**RECORDED DATA:**

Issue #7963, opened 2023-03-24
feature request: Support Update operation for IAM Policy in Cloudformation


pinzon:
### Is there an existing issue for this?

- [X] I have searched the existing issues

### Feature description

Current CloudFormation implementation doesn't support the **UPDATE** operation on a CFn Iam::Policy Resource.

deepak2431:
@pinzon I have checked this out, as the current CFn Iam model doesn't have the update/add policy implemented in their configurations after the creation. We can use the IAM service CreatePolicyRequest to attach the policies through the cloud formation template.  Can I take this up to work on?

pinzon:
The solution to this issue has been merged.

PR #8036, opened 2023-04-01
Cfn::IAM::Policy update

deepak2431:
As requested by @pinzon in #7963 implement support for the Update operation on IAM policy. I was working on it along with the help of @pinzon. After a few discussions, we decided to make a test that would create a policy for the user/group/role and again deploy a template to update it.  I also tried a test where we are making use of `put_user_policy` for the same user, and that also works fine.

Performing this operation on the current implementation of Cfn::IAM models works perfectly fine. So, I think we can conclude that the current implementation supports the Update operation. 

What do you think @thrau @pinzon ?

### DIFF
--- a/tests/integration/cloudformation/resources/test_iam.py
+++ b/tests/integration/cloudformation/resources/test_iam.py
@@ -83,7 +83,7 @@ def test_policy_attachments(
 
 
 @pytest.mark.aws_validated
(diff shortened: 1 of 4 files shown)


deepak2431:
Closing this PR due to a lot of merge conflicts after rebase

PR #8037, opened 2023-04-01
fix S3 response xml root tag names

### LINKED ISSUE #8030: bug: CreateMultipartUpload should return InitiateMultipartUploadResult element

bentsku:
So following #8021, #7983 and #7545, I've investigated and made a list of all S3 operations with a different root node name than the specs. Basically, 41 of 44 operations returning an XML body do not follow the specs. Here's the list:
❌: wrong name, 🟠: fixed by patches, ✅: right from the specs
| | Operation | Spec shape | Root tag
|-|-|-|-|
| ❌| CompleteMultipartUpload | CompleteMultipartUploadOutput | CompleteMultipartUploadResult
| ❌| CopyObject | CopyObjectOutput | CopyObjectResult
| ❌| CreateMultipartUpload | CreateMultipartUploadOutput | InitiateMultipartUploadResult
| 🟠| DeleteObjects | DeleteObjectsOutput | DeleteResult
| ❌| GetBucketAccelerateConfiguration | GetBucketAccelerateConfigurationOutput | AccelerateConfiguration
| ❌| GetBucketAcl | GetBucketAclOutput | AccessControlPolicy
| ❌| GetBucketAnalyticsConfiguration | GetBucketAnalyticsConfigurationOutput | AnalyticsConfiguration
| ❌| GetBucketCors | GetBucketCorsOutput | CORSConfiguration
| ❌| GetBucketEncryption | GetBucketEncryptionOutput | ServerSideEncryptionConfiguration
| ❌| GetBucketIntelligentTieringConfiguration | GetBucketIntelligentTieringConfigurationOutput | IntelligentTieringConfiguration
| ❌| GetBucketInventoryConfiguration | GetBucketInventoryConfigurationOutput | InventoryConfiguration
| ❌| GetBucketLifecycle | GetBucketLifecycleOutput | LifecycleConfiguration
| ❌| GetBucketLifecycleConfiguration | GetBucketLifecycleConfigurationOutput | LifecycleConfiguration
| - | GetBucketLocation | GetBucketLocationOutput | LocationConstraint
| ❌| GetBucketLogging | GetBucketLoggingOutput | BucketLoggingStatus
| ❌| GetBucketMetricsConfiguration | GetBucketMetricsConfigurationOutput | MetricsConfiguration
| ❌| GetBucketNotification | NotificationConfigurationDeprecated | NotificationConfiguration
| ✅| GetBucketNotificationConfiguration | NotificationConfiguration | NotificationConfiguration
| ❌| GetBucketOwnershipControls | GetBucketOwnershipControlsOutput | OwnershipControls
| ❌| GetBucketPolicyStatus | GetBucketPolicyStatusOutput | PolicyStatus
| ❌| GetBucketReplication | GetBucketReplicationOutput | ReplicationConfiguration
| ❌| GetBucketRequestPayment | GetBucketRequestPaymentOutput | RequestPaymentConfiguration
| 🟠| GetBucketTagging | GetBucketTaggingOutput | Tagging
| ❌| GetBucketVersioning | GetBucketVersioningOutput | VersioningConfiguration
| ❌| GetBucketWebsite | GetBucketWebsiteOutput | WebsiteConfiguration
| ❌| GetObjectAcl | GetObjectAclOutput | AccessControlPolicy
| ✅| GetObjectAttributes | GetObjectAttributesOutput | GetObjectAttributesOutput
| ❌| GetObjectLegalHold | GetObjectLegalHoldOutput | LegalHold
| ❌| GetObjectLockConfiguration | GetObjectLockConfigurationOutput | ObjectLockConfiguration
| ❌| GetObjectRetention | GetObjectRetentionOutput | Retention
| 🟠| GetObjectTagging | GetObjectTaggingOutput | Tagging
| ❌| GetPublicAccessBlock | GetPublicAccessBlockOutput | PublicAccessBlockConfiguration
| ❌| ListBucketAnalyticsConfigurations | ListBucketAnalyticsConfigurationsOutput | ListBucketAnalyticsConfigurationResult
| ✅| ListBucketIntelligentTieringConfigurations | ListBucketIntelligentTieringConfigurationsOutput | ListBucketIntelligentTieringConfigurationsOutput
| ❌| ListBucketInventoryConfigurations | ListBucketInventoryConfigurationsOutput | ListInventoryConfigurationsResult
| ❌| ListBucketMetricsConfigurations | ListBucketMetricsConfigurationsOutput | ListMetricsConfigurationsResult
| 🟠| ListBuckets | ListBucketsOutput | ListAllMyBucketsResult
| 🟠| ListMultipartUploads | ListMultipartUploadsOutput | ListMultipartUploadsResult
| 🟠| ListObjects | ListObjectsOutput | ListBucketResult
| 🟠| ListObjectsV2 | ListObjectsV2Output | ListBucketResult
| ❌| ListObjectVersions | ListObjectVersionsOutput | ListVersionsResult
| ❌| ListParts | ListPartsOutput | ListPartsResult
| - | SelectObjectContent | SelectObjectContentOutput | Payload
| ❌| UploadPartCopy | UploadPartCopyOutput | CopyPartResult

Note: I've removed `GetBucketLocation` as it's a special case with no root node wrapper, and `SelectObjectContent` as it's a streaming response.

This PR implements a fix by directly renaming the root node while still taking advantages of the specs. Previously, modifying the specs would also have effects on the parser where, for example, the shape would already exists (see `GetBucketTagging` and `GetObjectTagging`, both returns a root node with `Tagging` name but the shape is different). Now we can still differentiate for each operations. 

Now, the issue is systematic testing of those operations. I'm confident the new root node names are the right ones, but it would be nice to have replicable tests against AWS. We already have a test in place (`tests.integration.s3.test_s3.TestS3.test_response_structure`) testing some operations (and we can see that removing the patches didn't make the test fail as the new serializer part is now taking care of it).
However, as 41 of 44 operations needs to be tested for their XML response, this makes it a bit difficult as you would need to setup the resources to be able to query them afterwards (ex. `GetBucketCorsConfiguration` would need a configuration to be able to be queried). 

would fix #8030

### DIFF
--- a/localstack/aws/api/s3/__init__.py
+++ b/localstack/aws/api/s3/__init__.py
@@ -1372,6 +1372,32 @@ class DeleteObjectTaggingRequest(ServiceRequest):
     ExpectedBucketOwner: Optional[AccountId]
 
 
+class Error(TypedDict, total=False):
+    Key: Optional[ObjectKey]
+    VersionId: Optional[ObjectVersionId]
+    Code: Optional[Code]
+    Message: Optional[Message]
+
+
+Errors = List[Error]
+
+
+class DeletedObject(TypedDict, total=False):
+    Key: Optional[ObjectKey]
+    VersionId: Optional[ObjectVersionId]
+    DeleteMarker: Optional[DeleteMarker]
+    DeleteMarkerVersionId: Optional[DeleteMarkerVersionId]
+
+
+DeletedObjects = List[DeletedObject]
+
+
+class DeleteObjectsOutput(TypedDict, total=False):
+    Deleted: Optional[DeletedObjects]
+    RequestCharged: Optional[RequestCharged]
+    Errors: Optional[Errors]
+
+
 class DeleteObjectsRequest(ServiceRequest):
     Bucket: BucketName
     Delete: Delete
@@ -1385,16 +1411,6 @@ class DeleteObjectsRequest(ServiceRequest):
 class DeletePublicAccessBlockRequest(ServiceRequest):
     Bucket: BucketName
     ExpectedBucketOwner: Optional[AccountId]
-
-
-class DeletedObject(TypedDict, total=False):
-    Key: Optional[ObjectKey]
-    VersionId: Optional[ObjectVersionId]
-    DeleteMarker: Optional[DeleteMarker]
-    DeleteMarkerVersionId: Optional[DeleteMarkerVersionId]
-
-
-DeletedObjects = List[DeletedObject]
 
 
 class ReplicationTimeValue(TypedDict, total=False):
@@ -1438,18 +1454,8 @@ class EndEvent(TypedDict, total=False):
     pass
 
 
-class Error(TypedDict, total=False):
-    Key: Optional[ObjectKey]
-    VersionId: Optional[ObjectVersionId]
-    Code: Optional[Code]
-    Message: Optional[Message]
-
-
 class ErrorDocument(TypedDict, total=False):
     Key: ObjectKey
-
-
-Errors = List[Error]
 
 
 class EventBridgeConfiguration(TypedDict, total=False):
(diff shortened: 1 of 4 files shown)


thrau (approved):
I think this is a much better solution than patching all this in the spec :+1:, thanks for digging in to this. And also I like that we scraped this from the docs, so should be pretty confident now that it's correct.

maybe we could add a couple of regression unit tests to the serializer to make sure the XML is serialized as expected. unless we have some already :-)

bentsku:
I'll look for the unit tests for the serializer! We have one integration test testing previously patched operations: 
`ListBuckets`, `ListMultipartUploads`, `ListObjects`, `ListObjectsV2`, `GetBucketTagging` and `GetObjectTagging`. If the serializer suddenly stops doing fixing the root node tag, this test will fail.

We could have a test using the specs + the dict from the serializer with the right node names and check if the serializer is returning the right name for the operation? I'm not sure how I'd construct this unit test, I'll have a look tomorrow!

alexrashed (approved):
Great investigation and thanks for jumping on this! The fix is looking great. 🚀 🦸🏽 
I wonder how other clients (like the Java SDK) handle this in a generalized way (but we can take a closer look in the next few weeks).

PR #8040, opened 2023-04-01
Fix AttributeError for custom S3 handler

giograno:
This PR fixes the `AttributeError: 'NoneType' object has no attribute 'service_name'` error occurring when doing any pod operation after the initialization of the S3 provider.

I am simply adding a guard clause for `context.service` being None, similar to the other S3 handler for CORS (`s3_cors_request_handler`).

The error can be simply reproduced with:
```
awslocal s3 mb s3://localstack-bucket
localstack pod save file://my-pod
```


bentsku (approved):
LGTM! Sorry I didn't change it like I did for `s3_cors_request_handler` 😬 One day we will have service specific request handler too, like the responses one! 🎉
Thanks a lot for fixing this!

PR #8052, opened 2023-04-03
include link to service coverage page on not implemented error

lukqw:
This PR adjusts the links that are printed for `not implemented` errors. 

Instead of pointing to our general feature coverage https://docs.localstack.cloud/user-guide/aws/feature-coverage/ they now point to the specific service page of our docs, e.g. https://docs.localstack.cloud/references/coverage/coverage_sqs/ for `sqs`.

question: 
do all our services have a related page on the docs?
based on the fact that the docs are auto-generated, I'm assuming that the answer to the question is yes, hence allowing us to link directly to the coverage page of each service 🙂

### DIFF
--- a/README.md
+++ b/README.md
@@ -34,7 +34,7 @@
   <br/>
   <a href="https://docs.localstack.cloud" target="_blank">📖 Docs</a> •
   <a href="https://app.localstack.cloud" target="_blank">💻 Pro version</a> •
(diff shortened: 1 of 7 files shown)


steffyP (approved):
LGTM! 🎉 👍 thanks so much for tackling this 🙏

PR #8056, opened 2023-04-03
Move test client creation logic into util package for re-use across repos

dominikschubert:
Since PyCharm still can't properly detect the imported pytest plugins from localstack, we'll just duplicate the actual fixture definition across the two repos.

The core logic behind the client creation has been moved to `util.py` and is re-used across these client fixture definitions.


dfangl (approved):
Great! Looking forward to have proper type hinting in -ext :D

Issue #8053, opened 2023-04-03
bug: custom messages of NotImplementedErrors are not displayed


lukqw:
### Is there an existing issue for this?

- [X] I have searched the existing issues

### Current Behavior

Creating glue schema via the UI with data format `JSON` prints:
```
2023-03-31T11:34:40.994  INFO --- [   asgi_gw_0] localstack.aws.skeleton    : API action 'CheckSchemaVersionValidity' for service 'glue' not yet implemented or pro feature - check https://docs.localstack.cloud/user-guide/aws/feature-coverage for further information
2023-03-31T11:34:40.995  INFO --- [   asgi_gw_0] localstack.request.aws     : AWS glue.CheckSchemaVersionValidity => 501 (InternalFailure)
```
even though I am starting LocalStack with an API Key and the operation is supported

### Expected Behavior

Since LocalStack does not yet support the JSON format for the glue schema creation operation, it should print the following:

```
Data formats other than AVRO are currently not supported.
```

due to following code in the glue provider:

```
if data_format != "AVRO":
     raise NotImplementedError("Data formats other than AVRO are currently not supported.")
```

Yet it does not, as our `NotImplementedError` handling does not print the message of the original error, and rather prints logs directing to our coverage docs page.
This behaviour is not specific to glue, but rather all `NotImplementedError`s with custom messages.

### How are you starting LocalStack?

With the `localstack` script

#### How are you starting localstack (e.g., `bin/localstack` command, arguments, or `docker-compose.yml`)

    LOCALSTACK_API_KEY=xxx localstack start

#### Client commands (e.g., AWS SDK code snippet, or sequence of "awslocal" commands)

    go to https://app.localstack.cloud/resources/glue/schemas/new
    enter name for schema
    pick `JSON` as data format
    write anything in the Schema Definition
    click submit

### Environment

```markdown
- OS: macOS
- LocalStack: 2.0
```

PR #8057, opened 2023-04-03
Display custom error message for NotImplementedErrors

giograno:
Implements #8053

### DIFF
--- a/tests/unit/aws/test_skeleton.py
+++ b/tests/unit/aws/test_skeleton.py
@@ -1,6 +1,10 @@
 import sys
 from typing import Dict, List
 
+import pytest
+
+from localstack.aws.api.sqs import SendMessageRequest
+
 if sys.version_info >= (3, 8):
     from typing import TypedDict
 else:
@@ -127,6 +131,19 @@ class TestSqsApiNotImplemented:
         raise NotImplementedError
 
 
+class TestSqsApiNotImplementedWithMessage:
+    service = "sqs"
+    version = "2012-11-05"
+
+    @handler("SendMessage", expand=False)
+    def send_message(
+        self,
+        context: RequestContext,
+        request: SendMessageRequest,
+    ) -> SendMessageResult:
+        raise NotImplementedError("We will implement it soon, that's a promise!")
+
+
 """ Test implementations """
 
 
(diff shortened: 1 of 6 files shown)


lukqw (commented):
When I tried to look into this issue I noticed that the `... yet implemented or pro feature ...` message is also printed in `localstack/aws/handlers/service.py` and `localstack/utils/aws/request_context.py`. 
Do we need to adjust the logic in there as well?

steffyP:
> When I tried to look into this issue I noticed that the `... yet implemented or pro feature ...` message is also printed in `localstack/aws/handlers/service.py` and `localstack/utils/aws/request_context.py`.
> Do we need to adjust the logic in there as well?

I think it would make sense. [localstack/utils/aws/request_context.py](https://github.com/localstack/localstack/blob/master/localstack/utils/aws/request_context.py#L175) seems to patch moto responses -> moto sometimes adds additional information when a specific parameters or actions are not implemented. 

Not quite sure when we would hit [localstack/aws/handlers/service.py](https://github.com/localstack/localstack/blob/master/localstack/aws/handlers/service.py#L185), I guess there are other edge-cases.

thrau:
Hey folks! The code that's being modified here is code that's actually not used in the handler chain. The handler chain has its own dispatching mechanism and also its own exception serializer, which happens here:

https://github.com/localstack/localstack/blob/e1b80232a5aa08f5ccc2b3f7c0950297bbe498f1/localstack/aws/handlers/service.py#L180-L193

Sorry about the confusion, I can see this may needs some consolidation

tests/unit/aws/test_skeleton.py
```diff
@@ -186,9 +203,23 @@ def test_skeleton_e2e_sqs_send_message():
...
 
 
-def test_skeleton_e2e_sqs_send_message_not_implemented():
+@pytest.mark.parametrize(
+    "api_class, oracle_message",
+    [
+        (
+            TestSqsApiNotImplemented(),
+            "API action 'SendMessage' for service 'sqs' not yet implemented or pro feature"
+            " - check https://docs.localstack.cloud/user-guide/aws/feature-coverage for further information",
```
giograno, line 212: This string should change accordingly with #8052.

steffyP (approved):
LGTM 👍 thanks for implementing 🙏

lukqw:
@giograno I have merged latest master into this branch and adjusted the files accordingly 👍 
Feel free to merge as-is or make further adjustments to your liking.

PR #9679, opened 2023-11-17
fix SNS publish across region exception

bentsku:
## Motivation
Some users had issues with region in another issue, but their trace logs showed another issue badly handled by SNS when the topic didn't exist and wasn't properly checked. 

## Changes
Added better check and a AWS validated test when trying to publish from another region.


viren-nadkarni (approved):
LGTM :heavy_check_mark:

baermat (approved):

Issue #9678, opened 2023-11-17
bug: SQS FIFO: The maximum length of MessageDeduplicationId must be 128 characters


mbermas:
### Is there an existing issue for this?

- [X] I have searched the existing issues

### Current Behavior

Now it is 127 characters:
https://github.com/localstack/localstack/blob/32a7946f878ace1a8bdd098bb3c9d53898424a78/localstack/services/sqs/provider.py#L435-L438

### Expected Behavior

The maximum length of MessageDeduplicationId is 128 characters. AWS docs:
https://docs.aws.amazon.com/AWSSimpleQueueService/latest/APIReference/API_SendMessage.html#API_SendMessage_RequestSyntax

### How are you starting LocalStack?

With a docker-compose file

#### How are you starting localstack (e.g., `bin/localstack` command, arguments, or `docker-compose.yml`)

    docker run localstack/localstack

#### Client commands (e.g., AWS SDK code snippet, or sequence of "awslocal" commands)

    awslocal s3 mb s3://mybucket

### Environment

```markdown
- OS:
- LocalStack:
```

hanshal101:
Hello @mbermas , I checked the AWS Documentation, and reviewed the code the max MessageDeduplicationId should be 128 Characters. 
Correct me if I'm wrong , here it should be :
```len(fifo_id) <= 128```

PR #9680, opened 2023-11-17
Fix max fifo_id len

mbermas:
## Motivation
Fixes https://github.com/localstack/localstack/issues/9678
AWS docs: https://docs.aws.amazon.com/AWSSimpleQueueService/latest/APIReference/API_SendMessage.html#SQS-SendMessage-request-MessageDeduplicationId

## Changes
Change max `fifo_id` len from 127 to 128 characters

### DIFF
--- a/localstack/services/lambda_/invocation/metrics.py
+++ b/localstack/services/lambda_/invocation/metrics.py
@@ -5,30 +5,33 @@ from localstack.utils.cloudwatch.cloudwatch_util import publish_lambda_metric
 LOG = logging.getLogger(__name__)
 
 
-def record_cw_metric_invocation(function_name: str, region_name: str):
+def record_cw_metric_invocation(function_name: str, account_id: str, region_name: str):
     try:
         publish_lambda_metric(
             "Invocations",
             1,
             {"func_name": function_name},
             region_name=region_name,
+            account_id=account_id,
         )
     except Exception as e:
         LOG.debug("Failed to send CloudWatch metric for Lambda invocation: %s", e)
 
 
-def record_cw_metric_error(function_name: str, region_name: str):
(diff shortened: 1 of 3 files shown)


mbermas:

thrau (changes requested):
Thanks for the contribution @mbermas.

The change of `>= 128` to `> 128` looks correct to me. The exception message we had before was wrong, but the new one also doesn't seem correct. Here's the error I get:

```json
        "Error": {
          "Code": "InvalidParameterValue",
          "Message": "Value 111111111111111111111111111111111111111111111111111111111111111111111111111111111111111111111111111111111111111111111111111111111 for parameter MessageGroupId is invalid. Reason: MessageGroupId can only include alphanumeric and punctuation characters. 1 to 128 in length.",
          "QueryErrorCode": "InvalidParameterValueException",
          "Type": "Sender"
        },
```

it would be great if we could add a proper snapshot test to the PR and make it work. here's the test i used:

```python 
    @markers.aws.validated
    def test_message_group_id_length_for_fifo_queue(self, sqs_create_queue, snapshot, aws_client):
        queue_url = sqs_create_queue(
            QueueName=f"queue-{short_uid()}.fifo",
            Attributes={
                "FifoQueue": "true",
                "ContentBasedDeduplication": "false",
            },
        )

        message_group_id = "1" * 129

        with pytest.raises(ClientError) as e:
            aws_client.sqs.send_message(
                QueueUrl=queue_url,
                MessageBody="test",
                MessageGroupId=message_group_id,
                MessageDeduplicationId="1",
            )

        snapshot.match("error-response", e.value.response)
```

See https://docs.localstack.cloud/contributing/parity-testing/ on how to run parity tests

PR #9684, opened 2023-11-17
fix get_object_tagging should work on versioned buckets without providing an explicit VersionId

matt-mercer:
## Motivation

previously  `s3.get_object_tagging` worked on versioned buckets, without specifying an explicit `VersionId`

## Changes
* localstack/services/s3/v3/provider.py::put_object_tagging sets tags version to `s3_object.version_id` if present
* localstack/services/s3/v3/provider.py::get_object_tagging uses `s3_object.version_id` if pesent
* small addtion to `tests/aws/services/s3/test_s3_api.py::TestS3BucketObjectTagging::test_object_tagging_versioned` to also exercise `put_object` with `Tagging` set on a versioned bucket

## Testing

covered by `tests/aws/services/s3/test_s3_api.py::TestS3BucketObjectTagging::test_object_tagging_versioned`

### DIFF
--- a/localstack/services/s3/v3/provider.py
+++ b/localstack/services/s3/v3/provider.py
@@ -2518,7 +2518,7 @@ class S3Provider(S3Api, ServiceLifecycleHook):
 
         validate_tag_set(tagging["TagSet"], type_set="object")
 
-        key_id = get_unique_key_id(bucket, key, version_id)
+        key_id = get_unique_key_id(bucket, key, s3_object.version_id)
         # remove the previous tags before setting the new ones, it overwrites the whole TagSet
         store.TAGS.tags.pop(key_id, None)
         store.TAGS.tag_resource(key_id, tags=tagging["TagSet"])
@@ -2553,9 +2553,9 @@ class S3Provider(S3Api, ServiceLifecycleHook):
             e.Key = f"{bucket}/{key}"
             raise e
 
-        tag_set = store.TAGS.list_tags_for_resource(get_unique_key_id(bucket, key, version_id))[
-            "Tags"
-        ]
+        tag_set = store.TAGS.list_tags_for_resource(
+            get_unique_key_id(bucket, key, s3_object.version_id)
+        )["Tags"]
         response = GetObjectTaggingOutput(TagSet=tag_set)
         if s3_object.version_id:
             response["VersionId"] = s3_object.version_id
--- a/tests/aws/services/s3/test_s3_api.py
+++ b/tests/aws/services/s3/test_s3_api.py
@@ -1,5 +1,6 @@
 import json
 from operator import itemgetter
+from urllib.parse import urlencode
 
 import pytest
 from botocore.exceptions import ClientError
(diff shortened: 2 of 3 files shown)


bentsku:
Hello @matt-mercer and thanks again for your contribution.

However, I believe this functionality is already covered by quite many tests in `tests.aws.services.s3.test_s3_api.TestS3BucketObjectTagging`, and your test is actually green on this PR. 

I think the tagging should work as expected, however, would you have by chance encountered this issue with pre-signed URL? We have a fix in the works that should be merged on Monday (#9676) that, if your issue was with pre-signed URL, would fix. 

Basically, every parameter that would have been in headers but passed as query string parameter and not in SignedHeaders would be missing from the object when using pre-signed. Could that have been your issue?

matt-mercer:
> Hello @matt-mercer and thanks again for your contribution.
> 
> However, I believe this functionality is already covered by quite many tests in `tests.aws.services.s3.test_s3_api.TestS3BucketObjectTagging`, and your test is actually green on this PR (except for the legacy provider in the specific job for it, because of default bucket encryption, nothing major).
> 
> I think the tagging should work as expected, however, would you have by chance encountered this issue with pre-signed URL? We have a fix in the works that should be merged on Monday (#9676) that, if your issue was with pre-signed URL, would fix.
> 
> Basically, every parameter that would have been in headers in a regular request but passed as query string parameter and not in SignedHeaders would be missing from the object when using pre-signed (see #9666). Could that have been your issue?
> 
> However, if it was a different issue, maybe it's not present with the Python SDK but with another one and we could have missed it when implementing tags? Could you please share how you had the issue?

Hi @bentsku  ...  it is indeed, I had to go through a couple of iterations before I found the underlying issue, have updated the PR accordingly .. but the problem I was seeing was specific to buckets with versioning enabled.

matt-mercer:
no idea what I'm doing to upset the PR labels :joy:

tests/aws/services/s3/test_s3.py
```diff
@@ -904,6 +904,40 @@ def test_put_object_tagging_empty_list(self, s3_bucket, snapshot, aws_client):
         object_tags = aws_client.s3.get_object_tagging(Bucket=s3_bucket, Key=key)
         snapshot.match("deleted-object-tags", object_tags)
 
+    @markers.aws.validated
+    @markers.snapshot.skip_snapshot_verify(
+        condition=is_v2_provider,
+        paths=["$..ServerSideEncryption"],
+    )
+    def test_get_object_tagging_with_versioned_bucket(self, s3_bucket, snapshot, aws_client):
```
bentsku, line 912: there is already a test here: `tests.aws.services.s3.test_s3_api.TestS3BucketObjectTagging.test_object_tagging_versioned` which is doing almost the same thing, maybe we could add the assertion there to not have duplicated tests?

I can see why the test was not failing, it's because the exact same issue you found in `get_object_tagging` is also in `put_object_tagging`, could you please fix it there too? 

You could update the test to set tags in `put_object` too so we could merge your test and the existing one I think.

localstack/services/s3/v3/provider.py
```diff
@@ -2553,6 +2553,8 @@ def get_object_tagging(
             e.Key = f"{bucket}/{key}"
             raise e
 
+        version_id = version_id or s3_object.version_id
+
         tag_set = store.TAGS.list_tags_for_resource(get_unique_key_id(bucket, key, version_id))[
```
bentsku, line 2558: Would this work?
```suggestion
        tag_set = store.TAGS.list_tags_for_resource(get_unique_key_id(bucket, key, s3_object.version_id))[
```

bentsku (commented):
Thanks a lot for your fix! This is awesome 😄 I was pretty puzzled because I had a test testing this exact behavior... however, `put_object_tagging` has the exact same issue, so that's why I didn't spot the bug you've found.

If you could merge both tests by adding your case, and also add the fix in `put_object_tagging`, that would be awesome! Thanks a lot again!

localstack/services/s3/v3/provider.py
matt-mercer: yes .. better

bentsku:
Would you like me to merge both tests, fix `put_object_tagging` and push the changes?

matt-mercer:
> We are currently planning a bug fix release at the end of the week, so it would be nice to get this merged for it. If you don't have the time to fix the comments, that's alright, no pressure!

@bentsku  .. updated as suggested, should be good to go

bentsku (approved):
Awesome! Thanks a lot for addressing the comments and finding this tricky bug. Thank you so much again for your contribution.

**INSTRUCTIONS FOR THE TASK:**
Above are the entries. Copy exactly the part that opens with the line containing "GetBucketAclOutput | AccessControlPolicy" and closes with the line containing "GetBucketMetricsConfigurationOutput | MetricsConfiguration", and no more.

**YOUR SOLUTION:**
| ❌| GetBucketAcl | GetBucketAclOutput | AccessControlPolicy
| ❌| GetBucketAnalyticsConfiguration | GetBucketAnalyticsConfigurationOutput | AnalyticsConfiguration
| ❌| GetBucketCors | GetBucketCorsOutput | CORSConfiguration
| ❌| GetBucketEncryption | GetBucketEncryptionOutput | ServerSideEncryptionConfiguration
| ❌| GetBucketIntelligentTieringConfiguration | GetBucketIntelligentTieringConfigurationOutput | IntelligentTieringConfiguration
| ❌| GetBucketInventoryConfiguration | GetBucketInventoryConfigurationOutput | InventoryConfiguration
| ❌| GetBucketLifecycle | GetBucketLifecycleOutput | LifecycleConfiguration
| ❌| GetBucketLifecycleConfiguration | GetBucketLifecycleConfigurationOutput | LifecycleConfiguration
| - | GetBucketLocation | GetBucketLocationOutput | LocationConstraint
| ❌| GetBucketLogging | GetBucketLoggingOutput | BucketLoggingStatus
| ❌| GetBucketMetricsConfiguration | GetBucketMetricsConfigurationOutput | MetricsConfiguration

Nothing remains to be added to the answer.